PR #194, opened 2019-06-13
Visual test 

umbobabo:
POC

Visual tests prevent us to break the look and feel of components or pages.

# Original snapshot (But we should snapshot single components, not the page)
============
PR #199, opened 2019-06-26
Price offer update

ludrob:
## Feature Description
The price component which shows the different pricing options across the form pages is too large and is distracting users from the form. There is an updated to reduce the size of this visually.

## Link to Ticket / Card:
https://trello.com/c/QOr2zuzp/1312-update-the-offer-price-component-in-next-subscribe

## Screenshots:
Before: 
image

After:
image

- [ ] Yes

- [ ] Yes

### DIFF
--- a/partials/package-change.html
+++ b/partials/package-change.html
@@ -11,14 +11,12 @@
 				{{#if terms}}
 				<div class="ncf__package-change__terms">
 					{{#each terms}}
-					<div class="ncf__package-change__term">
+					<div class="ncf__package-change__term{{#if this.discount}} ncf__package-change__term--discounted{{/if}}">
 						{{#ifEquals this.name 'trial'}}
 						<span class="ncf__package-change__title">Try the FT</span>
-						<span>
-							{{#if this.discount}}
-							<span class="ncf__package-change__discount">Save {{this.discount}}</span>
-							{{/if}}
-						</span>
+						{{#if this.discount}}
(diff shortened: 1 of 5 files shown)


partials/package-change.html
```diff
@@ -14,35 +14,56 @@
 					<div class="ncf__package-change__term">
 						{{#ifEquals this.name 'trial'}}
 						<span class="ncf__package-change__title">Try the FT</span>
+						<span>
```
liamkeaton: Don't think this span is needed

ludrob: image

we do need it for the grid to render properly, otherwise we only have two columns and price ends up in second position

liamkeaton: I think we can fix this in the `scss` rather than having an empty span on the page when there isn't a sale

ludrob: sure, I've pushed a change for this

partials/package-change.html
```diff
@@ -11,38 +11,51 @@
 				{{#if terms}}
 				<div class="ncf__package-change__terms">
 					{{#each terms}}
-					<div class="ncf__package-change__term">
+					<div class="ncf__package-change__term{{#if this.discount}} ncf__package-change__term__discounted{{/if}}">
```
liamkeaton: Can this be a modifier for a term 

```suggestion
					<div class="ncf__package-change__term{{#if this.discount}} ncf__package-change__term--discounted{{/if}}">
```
============
* _TASK TO CARRY OUT_
Produce a word-for-word copy of everything above from the line holding "PR #194, opened 2019-06-13" down to the line holding "# Original snapshot", with both of those lines kept.

* _RESPONSE TO THE EXERCISE_
PR #194, opened 2019-06-13
Visual test 

umbobabo:
POC

Visual tests prevent us to break the look and feel of components or pages.

# Original snapshot (But we should snapshot single components, not the page)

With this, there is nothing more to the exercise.